Only certain lines below are wanted: those starting at the line containing "Pass the service name to instantiation spans" and ending at the line containing "is not defined.", both included, each retyped exactly.

**Given data:**
------------------------------------------------------------

PR #3381, opened 2024-01-11
Move propagation public API to contrib

marcotc:
`Datadog::Tracing::Propagation::HTTP` has moved to `Datadog::Tracing::Contrib::HTTP`.

**2.0 Upgrade Guide notes**

In 1.x:

```ruby
Datadog::Tracing::Propagation::HTTP.inject!
Datadog::Tracing::Propagation::HTTP.extract
```

In 2.0:
```ruby
Datadog::Tracing::Contrib::HTTP.inject
Datadog::Tracing::Contrib::HTTP.extract
```

**Motivation:**

The original intention was simply to remove the file `lib/datadog/tracing/propagation/http.rb`: 
https://github.com/DataDog/dd-trace-rb/blob/916472f9db3d73fa92ad068df7495f25c7a45f86/lib/datadog/tracing/propagation/http.rb#L5-L14
Which has been moved closer to its HTTP integration inside `tracing/contrib`.

It turns out there more issues with the 1.x approach than simply moving a constant:
1. The object `HTTP = Tracing::Contrib::HTTP::Distributed::Propagation.new` is a constant singleton, but it actually depends on [4 dynamic settings](https://github.com/DataDog/dd-trace-rb/blob/916472f9db3d73fa92ad068df7495f25c7a45f86/docs/GettingStarted.md?plain=1#L2068-L2071) and has to update its behavior whenever `Datadog.configure` is called.
    1. This was accomplished in 1.x by [re-evalating the global configuration](https://github.com/DataDog/dd-trace-rb/blob/916472f9db3d73fa92ad068df7495f25c7a45f86/lib/datadog/tracing/distributed/propagation.rb#L86-L95) on every call, which is slow.
1. Reconfiguring anything inside contrib was not supported in 1.x. Only top-level components have a life-cycle hook for reconfiguration, and they all live inside [a monolithic `component.rb` file](https://github.com/DataDog/dd-trace-rb/blob/916472f9db3d73fa92ad068df7495f25c7a45f86/lib/datadog/tracing/component.rb).
    1. Adding integration-specific hooks in `lib/datadog/tracing/component.rb` is incorrect today, as integration are like "plugins", independent from the core tracer.
1. Integrations did not officially defined a public API.
    1. This was simply done by creating a public method anywhere in the integration's modules and documenting it, but there was no official Public API documentation of these integration-specific APIs.

**What does this PR do?**

This PR creates a component life-cycle hook for contrib integrations:
```ruby
Contrib::Component.register('my-integration') do |config|
  # config.tracing.any_setting_here
end
```

This hook can be added to any integration and will be called when components are reconfigured.

This PR also publishes two official integration public APIs `Datadog::Tracing::Contrib::HTTP` and `Datadog::Tracing::Contrib::GRPC`. Each with only their respective `inject` and `extract` methods today.

**How to test the change?**
All changes are tested, including integration apps (which indeed caught a meaningful bug!).

**For Datadog employees:**


lib/datadog/tracing/contrib/http.rb
```diff
@@ -0,0 +1,44 @@
...
+module Datadog
+  module Tracing
+    module Contrib
+      # `Net/HTTP` integration public API
+      module HTTP
+        # Inject distributed headers into the given request
+        # @param digest [Datadog::Tracing::TraceDigest] the trace to inject
+        # @param data [Hash] the request to inject
+        def self.inject(digest, data)
+          raise 'Please invoke Datadog.configure at least once before calling this method' unless @propagation
```
marcotc, line 16: I'm experimenting with raising an actionable error, instead of possibly lazy loading all of `ddtrace` inside this method.

lib/datadog/tracing/contrib/sinatra/tracer_middleware.rb
```diff
@@ -18,15 +18,9 @@ def initialize(app, opt = {})
...
           end
 
-          # rubocop:disable Metrics/AbcSize
           # rubocop:disable Metrics/MethodLength
           def call(env)
-            # Set the trace context (e.g. distributed tracing)
-            if configuration[:distributed_tracing] && Tracing.active_trace.nil?
-              original_trace = Tracing::Propagation::HTTP.extract(env)
-              Tracing.continue_trace!(original_trace)
-            end
```
marcotc, line 28: I got these [`build_and_test_integration` errors](https://app.circleci.com/pipelines/github/DataDog/dd-trace-rb/13253/workflows/8a67b3dd-a5be-44b6-a9e9-d2d758d58e35/jobs/496520) and was puzzled for a bit.

The error was simple, that I forgot to update the line `original_trace = Tracing::Propagation::HTTP.extract(env)` with the move of `HTTP`, but I examined this error closer and more importantly why none of our tests exercised this code path, except for `build_and_test_integration`.

I believe this block, which runs when Sinatra is the top-level span, is not needed anymore, given we've introduced a `sinatra/framework.rb` file that always instruments Rack when Sinatra integration is activated: https://github.com/DataDog/dd-trace-rb/blob/916472f9db3d73fa92ad068df7495f25c7a45f86/lib/datadog/tracing/contrib/sinatra/framework.rb#L14-L28

jhgilbert (approved):

lib/datadog/tracing/distributed/propagation.rb
```diff
@@ -83,40 +82,35 @@ def extract(data)
...
-              end
-            rescue => e
-              ::Datadog.logger.error(
-                "Error extracting distributed trace data. Cause: #{e} Location: #{Array(e.backtrace).first}"
+          @propagation_extract_style.each do |propagator|
+            # First extraction?
+            unless extracted_trace_digest
+              extracted_trace_digest = propagator.extract(data)
+              next
+            end
```
ekump, line 90: Could you do
```ruby
extracted_trace_digest ||= propagator.extract(data)
```
here? It is a bit terser and clearer to me.

ekump (approved):
couple of non-blocking suggestions, but LGTM

lib/datadog/tracing/distributed/propagation.rb
marcotc: I tried to use a suggestion, but I don't understand how to use the `||=` operator here. The early `next` is still conditional on the original value of `extracted_trace_digest`.

lib/datadog/core/configuration/components.rb
```diff
@@ -99,6 +99,8 @@ def initialize(settings)
           @health_metrics = self.class.build_health_metrics(settings)
           @telemetry = self.class.build_telemetry(settings, agent_settings, logger)
           @appsec = Datadog::AppSec::Component.build_appsec_component(settings)
+
+          self.class.configure_tracing(settings)
```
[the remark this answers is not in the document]
marcotc: I left this separate because `tracing` is not `tracer`.
The `build_tracer` method explicitly does the work to return a tracer instance.

The new method `configure_tracing` does work to configure any generic needs for the tracing product.
Ideally, the `tracing` product can configure itself without explicitly having to return a tracer instance, that is then managed by the core. This is a larger task that I'm not sure how to do today.

I could move this logic to build tracer, but that is somewhat incorrect today. The way core components work today, they manage the life cycle initialization of everything. And because `configure_tracing` is something that needs to be configured, but does not fall into the category of any other existing thing, it is being managed by the core components.

At the end of the day, I did not add this to `build_tracer` because it would be misleading to have it there. While we want with components is that they can be enabled in independently from the core tracing, adding it directly to the tracer building interface would not be correct.

Again, I'm following today's standard, and how the code is structured. With a different compartmentalization of products, this would likely live somewhere else.

Issue #3359, opened 2024-01-02
ActiveRecord SQL spans don't have the same service name as Instantiation spans


dannyrife:
**Current behaviour**
ActiveRecord SQL calls reflect the configured service name, but instantiations do not

The difference is clear comparing the contrib code: sql gets the settings, instantiation does not:
https://github.com/DataDog/dd-trace-rb/blob/master/lib/datadog/tracing/contrib/active_record/events/sql.rb#L34
vs
https://github.com/DataDog/dd-trace-rb/blob/master/lib/datadog/tracing/contrib/active_record/events/instantiation.rb#L32

**Expected behaviour**
Since this is part of the active record instrumentations, the service name should match the other instrumentation for active record spans.

**Steps to reproduce**
Instrument active record and create an instantiation something like below should make something that creates instantiations
```
class ApplicationRecord < ActiveRecord::Base
  self.abstract_class = true
end
```

**Environment**

* **ddtrace version: ddtrace (~> 1.14.0)**
* **Configuration block (`Datadog.configure ...`):**
* **Ruby version: 3.2.2 and 3.1.3**
* **Operating system: Alpine and Rocky Linux**
* **Relevant library versions:  ddtrace (~> 1.14.0) **

benoittgt:
Hello @dannyrife 

I took a look at your issue but there is two comments in specs that question myself. I am wondering if it was intended. 

https://github.com/DataDog/dd-trace-rb/blob/a6f2af005202ba806e52448c86bf2e28c37f04e9/spec/datadog/tracing/contrib/rails/database_spec.rb#L85

and

https://github.com/DataDog/dd-trace-rb/blob/a6f2af005202ba806e52448c86bf2e28c37f04e9/spec/datadog/tracing/contrib/rails/database_spec.rb#L113

But the comment could also be outdated when I see the `span.service` value at the time.

https://github.com/DataDog/dd-trace-rb/commit/f64a90c88369dad6bcf6109524f52a10361033fc#diff-480dabeac4cb83aeebfd219880fbbaafff3c0b3a83cef7b2fa0e3819e3b516a5R60-R61

Here is draft diff. I can open the pull request if it's the correct way of doing this. https://github.com/DataDog/dd-trace-rb/compare/master...benoittgt:dd-trace-rb:service-name-on-instantiation?expand=1

TonyCTHsu:
[...]

PR #3383, opened 2024-01-15
Pass the service name to instantiation spans

benoittgt:
**What does this PR do?**

This PR fix https://github.com/DataDog/dd-trace-rb/issues/3359 

This is a draft because I think we need to have a discussion first on the issue.

**Motivation:**

Having the same service name for "instantiation spans" and "sql spans".

**Additional Notes:**

I don't know how this change can impact end user. 

**How to test the change?**

It has been tested in spec suite but should be tested E2E. 😄

**For Datadog employees:**

### DIFF
--- a/spec/datadog/tracing/contrib/rails/database_spec.rb
+++ b/spec/datadog/tracing/contrib/rails/database_spec.rb
@@ -82,8 +82,7 @@ RSpec.describe 'Rails database' do
         span, = spans
         expect(span.name).to eq('active_record.instantiation')
         expect(span.span_type).to eq('custom')
-        # Because no parent, and doesn't belong to database service
-        expect(span.service).to eq(tracer.default_service)
+        expect(span.service).to eq(database_service)
         expect(span.resource).to eq('Article')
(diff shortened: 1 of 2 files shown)


spec/datadog/tracing/contrib/rails/database_spec.rb
```diff
@@ -110,7 +109,7 @@
 
           expect(instantiation_span.name).to eq('active_record.instantiation')
           expect(instantiation_span.span_type).to eq('custom')
-          expect(instantiation_span.service).to eq(tracer.default_service) # Because within parent
```
benoittgt, line 113: I think we could test also the fallback when 
```
service_name: database_service
```
is not defined.

TonyCTHsu:
I left a comment on the original issue. 
https://github.com/DataDog/dd-trace-rb/issues/3359#issuecomment-1898561195

benoittgt:
Closing because of https://github.com/DataDog/dd-trace-rb/issues/3359#issuecomment-1898561195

------------------------------------------------------------

**Result of the exercise:**
Pass the service name to instantiation spans

benoittgt:
**What does this PR do?**

This PR fix https://github.com/DataDog/dd-trace-rb/issues/3359 

This is a draft because I think we need to have a discussion first on the issue.

**Motivation:**

Having the same service name for "instantiation spans" and "sql spans".

**Additional Notes:**

I don't know how this change can impact end user. 

**How to test the change?**

It has been tested in spec suite but should be tested E2E. 😄

**For Datadog employees:**

### DIFF
--- a/spec/datadog/tracing/contrib/rails/database_spec.rb
+++ b/spec/datadog/tracing/contrib/rails/database_spec.rb
@@ -82,8 +82,7 @@ RSpec.describe 'Rails database' do
         span, = spans
         expect(span.name).to eq('active_record.instantiation')
         expect(span.span_type).to eq('custom')
-        # Because no parent, and doesn't belong to database service
-        expect(span.service).to eq(tracer.default_service)
+        expect(span.service).to eq(database_service)
         expect(span.resource).to eq('Article')
(diff shortened: 1 of 2 files shown)


spec/datadog/tracing/contrib/rails/database_spec.rb
```diff
@@ -110,7 +109,7 @@
 
           expect(instantiation_span.name).to eq('active_record.instantiation')
           expect(instantiation_span.span_type).to eq('custom')
-          expect(instantiation_span.service).to eq(tracer.default_service) # Because within parent
```
benoittgt, line 113: I think we could test also the fallback when 
```
service_name: database_service
```
is not defined.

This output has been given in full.